[Start of Attachment]

PR #777, opened 2022-03-04
UMT Tabs

SolventMercury:
- Added tabs to UMT, allowing users to open multiple assets at once and switch between them
- Added export and import scripts for rooms and game objects


Grossley:
> Added export and import scripts for rooms and game objects

This should be in a separate pull request.

Miepee:
Was already posted this in the other PR, but wanted to post it in here as well:
The importing scripts currently don't work. The reason for those is, that new UndertaleStrings are added, but not added to the Data itself.
Also, formatting seems very inconsistent with the rest of the project.

Miepee:
Was closed in favour of #824 and #815.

[End of Attachment]

BRIEF → Copy out every line from the data above in which the word "scripts" occurs.

EXERCISE RESPONSE →
- Added export and import scripts for rooms and game objects
> Added export and import scripts for rooms and game objects
The importing scripts currently don't work. The reason for those is, that new UndertaleStrings are added, but not added to the Data itself.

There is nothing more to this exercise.